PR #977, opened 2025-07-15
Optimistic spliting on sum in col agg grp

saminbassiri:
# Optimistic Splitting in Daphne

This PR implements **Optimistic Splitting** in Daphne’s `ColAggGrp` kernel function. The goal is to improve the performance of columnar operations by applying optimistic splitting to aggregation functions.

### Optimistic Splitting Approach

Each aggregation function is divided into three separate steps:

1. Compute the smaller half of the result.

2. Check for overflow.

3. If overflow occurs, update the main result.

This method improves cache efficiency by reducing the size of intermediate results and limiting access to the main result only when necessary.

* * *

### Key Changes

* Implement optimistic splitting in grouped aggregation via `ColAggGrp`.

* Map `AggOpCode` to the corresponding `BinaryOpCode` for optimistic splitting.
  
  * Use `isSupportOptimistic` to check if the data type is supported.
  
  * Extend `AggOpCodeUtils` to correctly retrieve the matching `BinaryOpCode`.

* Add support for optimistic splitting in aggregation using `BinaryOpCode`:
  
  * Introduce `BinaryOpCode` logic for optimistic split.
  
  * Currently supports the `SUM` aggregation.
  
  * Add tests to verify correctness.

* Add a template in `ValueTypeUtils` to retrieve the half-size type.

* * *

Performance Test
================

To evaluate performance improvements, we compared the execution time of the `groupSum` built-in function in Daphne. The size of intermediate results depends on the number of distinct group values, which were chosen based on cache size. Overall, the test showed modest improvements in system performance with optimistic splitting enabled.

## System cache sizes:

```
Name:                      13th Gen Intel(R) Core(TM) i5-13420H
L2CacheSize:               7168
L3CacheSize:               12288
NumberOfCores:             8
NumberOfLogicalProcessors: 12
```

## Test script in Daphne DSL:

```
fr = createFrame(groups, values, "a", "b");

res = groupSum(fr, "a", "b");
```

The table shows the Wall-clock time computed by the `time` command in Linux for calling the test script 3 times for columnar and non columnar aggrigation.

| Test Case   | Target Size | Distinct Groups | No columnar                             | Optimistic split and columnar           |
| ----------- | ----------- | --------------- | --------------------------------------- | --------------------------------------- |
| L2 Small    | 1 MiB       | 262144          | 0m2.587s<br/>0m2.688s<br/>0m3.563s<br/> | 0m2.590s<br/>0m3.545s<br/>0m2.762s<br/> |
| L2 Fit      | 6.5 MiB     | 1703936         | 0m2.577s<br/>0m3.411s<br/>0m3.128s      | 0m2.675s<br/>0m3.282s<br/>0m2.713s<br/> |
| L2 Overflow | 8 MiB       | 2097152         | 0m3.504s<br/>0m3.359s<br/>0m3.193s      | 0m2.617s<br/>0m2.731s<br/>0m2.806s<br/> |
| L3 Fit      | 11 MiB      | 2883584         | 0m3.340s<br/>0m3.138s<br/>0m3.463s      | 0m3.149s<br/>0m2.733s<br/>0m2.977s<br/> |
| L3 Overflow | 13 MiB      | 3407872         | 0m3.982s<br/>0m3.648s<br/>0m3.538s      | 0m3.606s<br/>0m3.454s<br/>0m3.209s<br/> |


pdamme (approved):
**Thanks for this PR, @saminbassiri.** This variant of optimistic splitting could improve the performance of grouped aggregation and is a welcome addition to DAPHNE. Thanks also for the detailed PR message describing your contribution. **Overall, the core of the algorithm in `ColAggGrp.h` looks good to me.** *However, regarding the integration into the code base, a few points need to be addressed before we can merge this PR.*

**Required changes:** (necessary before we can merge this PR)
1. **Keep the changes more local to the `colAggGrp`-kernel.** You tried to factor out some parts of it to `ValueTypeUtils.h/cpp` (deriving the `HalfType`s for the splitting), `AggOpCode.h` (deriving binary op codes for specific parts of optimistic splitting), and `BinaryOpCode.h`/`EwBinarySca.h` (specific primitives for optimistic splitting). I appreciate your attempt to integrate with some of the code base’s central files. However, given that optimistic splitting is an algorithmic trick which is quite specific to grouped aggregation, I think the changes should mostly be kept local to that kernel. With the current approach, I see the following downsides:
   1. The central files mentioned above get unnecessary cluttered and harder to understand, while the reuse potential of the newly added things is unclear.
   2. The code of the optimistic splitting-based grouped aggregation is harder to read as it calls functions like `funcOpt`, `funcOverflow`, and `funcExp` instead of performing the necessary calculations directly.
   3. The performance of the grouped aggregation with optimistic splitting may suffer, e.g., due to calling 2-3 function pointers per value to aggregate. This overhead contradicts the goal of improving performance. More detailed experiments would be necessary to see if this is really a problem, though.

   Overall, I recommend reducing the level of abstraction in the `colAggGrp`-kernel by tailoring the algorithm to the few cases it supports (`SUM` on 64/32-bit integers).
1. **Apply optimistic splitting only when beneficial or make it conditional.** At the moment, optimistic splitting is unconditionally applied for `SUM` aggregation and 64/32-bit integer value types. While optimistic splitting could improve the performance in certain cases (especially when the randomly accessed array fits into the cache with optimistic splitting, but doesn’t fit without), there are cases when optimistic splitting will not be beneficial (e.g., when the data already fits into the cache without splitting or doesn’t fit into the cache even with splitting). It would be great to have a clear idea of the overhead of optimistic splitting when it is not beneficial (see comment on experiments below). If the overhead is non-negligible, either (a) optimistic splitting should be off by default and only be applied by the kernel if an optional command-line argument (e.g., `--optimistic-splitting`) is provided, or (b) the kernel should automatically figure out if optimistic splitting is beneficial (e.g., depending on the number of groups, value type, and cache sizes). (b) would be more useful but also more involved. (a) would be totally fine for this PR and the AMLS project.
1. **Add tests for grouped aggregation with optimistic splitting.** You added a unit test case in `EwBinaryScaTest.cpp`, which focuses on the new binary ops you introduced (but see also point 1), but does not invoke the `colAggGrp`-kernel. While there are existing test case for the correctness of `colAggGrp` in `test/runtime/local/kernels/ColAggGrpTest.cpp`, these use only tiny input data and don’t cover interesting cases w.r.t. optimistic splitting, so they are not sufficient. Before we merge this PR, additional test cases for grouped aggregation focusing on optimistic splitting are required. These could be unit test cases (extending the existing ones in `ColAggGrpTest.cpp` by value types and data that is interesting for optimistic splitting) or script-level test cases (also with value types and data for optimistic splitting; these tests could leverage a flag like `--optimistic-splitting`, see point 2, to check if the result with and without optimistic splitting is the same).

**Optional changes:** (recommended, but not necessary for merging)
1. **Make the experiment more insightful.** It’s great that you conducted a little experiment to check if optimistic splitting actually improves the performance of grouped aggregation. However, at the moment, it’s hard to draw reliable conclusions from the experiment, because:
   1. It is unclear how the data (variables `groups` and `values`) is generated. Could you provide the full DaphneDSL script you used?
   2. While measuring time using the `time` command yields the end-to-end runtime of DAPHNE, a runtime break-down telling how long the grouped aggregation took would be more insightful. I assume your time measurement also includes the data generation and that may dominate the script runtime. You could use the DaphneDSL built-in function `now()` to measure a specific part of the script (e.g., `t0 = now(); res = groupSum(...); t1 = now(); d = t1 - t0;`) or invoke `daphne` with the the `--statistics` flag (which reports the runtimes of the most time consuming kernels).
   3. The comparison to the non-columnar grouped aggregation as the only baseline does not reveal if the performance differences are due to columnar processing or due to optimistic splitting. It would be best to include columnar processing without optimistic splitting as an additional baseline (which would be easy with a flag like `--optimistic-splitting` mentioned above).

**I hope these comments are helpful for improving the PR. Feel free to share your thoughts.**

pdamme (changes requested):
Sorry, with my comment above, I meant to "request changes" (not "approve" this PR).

--

> Work to complete: The listing above should be transcribed in full, exactly as written.

> Answer:
PR #977, opened 2025-07-15
Optimistic spliting on sum in col agg grp

saminbassiri:
# Optimistic Splitting in Daphne

This PR implements **Optimistic Splitting** in Daphne’s `ColAggGrp` kernel function. The goal is to improve the performance of columnar operations by applying optimistic splitting to aggregation functions.

### Optimistic Splitting Approach

Each aggregation function is divided into three separate steps:

1. Compute the smaller half of the result.

2. Check for overflow.

3. If overflow occurs, update the main result.

This method improves cache efficiency by reducing the size of intermediate results and limiting access to the main result only when necessary.

* * *

### Key Changes

* Implement optimistic splitting in grouped aggregation via `ColAggGrp`.

* Map `AggOpCode` to the corresponding `BinaryOpCode` for optimistic splitting.
  
  * Use `isSupportOptimistic` to check if the data type is supported.
  
  * Extend `AggOpCodeUtils` to correctly retrieve the matching `BinaryOpCode`.

* Add support for optimistic splitting in aggregation using `BinaryOpCode`:
  
  * Introduce `BinaryOpCode` logic for optimistic split.
  
  * Currently supports the `SUM` aggregation.
  
  * Add tests to verify correctness.

* Add a template in `ValueTypeUtils` to retrieve the half-size type.

* * *

Performance Test
================

To evaluate performance improvements, we compared the execution time of the `groupSum` built-in function in Daphne. The size of intermediate results depends on the number of distinct group values, which were chosen based on cache size. Overall, the test showed modest improvements in system performance with optimistic splitting enabled.

## System cache sizes:

```
Name:                      13th Gen Intel(R) Core(TM) i5-13420H
L2CacheSize:               7168
L3CacheSize:               12288
NumberOfCores:             8
NumberOfLogicalProcessors: 12
```

## Test script in Daphne DSL:

```
fr = createFrame(groups, values, "a", "b");

res = groupSum(fr, "a", "b");
```

The table shows the Wall-clock time computed by the `time` command in Linux for calling the test script 3 times for columnar and non columnar aggrigation.

| Test Case   | Target Size | Distinct Groups | No columnar                             | Optimistic split and columnar           |
| ----------- | ----------- | --------------- | --------------------------------------- | --------------------------------------- |
| L2 Small    | 1 MiB       | 262144          | 0m2.587s<br/>0m2.688s<br/>0m3.563s<br/> | 0m2.590s<br/>0m3.545s<br/>0m2.762s<br/> |
| L2 Fit      | 6.5 MiB     | 1703936         | 0m2.577s<br/>0m3.411s<br/>0m3.128s      | 0m2.675s<br/>0m3.282s<br/>0m2.713s<br/> |
| L2 Overflow | 8 MiB       | 2097152         | 0m3.504s<br/>0m3.359s<br/>0m3.193s      | 0m2.617s<br/>0m2.731s<br/>0m2.806s<br/> |
| L3 Fit      | 11 MiB      | 2883584         | 0m3.340s<br/>0m3.138s<br/>0m3.463s      | 0m3.149s<br/>0m2.733s<br/>0m2.977s<br/> |
| L3 Overflow | 13 MiB      | 3407872         | 0m3.982s<br/>0m3.648s<br/>0m3.538s      | 0m3.606s<br/>0m3.454s<br/>0m3.209s<br/> |


pdamme (approved):
**Thanks for this PR, @saminbassiri.** This variant of optimistic splitting could improve the performance of grouped aggregation and is a welcome addition to DAPHNE. Thanks also for the detailed PR message describing your contribution. **Overall, the core of the algorithm in `ColAggGrp.h` looks good to me.** *However, regarding the integration into the code base, a few points need to be addressed before we can merge this PR.*

**Required changes:** (necessary before we can merge this PR)
1. **Keep the changes more local to the `colAggGrp`-kernel.** You tried to factor out some parts of it to `ValueTypeUtils.h/cpp` (deriving the `HalfType`s for the splitting), `AggOpCode.h` (deriving binary op codes for specific parts of optimistic splitting), and `BinaryOpCode.h`/`EwBinarySca.h` (specific primitives for optimistic splitting). I appreciate your attempt to integrate with some of the code base’s central files. However, given that optimistic splitting is an algorithmic trick which is quite specific to grouped aggregation, I think the changes should mostly be kept local to that kernel. With the current approach, I see the following downsides:
   1. The central files mentioned above get unnecessary cluttered and harder to understand, while the reuse potential of the newly added things is unclear.
   2. The code of the optimistic splitting-based grouped aggregation is harder to read as it calls functions like `funcOpt`, `funcOverflow`, and `funcExp` instead of performing the necessary calculations directly.
   3. The performance of the grouped aggregation with optimistic splitting may suffer, e.g., due to calling 2-3 function pointers per value to aggregate. This overhead contradicts the goal of improving performance. More detailed experiments would be necessary to see if this is really a problem, though.

   Overall, I recommend reducing the level of abstraction in the `colAggGrp`-kernel by tailoring the algorithm to the few cases it supports (`SUM` on 64/32-bit integers).
1. **Apply optimistic splitting only when beneficial or make it conditional.** At the moment, optimistic splitting is unconditionally applied for `SUM` aggregation and 64/32-bit integer value types. While optimistic splitting could improve the performance in certain cases (especially when the randomly accessed array fits into the cache with optimistic splitting, but doesn’t fit without), there are cases when optimistic splitting will not be beneficial (e.g., when the data already fits into the cache without splitting or doesn’t fit into the cache even with splitting). It would be great to have a clear idea of the overhead of optimistic splitting when it is not beneficial (see comment on experiments below). If the overhead is non-negligible, either (a) optimistic splitting should be off by default and only be applied by the kernel if an optional command-line argument (e.g., `--optimistic-splitting`) is provided, or (b) the kernel should automatically figure out if optimistic splitting is beneficial (e.g., depending on the number of groups, value type, and cache sizes). (b) would be more useful but also more involved. (a) would be totally fine for this PR and the AMLS project.
1. **Add tests for grouped aggregation with optimistic splitting.** You added a unit test case in `EwBinaryScaTest.cpp`, which focuses on the new binary ops you introduced (but see also point 1), but does not invoke the `colAggGrp`-kernel. While there are existing test case for the correctness of `colAggGrp` in `test/runtime/local/kernels/ColAggGrpTest.cpp`, these use only tiny input data and don’t cover interesting cases w.r.t. optimistic splitting, so they are not sufficient. Before we merge this PR, additional test cases for grouped aggregation focusing on optimistic splitting are required. These could be unit test cases (extending the existing ones in `ColAggGrpTest.cpp` by value types and data that is interesting for optimistic splitting) or script-level test cases (also with value types and data for optimistic splitting; these tests could leverage a flag like `--optimistic-splitting`, see point 2, to check if the result with and without optimistic splitting is the same).

**Optional changes:** (recommended, but not necessary for merging)
1. **Make the experiment more insightful.** It’s great that you conducted a little experiment to check if optimistic splitting actually improves the performance of grouped aggregation. However, at the moment, it’s hard to draw reliable conclusions from the experiment, because:
   1. It is unclear how the data (variables `groups` and `values`) is generated. Could you provide the full DaphneDSL script you used?
   2. While measuring time using the `time` command yields the end-to-end runtime of DAPHNE, a runtime break-down telling how long the grouped aggregation took would be more insightful. I assume your time measurement also includes the data generation and that may dominate the script runtime. You could use the DaphneDSL built-in function `now()` to measure a specific part of the script (e.g., `t0 = now(); res = groupSum(...); t1 = now(); d = t1 - t0;`) or invoke `daphne` with the the `--statistics` flag (which reports the runtimes of the most time consuming kernels).
   3. The comparison to the non-columnar grouped aggregation as the only baseline does not reveal if the performance differences are due to columnar processing or due to optimistic splitting. It would be best to include columnar processing without optimistic splitting as an additional baseline (which would be easy with a flag like `--optimistic-splitting` mentioned above).

**I hope these comments are helpful for improving the PR. Feel free to share your thoughts.**

pdamme (changes requested):
Sorry, with my comment above, I meant to "request changes" (not "approve" this PR).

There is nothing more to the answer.